| WORK REQUEST |
Tell how many lines in the following entries include the word "minimal", giving the figure alone.

| MATERIAL PROVIDED |
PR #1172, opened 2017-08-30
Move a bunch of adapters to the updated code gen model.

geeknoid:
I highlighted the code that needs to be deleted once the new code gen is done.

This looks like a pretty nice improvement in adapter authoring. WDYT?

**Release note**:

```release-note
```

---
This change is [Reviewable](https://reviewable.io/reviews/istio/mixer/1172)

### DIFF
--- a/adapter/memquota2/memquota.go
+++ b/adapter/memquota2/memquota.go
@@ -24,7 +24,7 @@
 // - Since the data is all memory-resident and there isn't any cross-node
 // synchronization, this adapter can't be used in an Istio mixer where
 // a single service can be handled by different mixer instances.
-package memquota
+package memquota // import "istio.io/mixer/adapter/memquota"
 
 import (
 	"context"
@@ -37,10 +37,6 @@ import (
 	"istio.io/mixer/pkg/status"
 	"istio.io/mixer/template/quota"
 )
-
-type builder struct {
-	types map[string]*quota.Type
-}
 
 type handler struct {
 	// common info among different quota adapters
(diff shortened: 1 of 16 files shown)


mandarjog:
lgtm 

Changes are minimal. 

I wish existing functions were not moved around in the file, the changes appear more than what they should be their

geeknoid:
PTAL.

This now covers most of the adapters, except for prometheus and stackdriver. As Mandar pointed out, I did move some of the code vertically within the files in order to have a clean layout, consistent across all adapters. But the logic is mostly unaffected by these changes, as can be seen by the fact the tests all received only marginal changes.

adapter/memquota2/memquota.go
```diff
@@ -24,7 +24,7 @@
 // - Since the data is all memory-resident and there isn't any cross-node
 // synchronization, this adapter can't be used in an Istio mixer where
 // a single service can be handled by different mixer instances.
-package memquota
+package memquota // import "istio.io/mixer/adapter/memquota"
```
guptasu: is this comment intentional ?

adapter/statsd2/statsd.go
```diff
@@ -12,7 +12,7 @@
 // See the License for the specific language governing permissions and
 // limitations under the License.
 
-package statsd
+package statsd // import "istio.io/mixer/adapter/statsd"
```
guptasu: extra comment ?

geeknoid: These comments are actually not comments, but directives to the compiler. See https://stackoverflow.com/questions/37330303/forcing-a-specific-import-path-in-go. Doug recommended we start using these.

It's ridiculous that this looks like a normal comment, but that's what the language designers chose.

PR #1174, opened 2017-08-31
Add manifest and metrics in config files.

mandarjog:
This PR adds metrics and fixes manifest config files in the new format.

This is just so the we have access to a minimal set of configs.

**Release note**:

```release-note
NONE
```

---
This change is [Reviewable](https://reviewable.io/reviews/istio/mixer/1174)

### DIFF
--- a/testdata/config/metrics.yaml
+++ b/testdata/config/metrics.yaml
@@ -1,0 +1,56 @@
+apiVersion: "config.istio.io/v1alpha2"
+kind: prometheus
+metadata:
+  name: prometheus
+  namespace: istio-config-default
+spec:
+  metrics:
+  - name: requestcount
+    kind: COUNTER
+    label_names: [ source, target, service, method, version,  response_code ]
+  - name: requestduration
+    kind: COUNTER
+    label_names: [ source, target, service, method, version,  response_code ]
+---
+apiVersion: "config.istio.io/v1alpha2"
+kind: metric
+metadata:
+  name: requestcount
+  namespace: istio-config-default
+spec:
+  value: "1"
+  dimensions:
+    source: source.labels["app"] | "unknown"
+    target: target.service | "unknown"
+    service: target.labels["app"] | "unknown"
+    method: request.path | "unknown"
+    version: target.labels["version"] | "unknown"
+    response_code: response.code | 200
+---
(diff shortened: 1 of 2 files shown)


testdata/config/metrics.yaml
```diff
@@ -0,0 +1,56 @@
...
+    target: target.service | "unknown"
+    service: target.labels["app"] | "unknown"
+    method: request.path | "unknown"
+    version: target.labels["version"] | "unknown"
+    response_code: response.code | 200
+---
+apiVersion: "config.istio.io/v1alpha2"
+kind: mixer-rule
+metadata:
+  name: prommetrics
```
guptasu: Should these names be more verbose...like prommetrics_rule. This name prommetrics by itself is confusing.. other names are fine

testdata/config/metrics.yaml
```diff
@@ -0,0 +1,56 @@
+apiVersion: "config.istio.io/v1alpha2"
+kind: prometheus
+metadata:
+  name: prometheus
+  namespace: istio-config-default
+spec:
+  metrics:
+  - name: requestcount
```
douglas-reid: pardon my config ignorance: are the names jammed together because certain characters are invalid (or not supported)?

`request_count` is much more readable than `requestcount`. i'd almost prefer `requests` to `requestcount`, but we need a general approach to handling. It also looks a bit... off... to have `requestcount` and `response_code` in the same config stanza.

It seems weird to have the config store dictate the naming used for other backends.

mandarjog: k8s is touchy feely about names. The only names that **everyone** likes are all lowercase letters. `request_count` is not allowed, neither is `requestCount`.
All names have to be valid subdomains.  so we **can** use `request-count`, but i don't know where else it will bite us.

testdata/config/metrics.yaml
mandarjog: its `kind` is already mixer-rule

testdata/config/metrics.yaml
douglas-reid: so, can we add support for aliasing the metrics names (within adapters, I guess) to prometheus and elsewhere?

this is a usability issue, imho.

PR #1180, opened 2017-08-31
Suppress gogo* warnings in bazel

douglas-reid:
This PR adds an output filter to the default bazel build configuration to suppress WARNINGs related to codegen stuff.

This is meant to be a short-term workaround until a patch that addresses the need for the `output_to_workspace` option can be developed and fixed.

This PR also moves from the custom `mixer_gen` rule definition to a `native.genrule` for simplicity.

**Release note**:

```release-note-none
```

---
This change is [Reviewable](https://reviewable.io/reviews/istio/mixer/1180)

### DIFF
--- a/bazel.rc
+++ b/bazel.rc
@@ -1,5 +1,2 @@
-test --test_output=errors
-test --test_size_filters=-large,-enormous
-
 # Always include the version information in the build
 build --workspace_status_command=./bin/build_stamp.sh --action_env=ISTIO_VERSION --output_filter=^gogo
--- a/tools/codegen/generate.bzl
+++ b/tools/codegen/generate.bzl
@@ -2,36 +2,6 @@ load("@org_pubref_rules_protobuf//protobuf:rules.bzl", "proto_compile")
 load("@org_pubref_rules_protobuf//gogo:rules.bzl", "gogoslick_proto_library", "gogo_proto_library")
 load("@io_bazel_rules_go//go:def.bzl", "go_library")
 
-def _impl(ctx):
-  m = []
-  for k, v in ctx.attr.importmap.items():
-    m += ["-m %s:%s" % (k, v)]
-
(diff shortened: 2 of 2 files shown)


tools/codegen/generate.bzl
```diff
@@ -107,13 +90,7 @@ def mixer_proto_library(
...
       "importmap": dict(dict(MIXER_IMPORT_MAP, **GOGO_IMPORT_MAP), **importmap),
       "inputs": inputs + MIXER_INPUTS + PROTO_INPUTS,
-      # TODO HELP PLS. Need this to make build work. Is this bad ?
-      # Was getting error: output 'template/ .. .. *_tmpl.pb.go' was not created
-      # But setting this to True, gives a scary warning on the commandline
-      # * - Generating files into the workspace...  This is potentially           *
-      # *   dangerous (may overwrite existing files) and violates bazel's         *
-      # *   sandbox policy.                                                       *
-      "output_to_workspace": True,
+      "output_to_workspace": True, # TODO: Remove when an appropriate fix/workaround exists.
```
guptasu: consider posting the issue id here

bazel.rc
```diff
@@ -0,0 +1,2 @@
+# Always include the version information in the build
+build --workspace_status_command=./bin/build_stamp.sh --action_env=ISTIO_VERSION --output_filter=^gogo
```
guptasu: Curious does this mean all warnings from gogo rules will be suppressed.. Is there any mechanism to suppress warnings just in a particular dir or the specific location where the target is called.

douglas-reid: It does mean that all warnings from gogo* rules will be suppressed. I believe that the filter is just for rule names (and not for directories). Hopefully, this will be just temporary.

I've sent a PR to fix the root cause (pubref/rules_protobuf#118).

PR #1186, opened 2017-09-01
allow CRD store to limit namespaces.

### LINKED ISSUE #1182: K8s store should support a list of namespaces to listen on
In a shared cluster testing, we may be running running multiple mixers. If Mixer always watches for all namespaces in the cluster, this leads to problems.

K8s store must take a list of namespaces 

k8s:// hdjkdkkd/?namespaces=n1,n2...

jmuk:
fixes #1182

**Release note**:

| RESULT |
2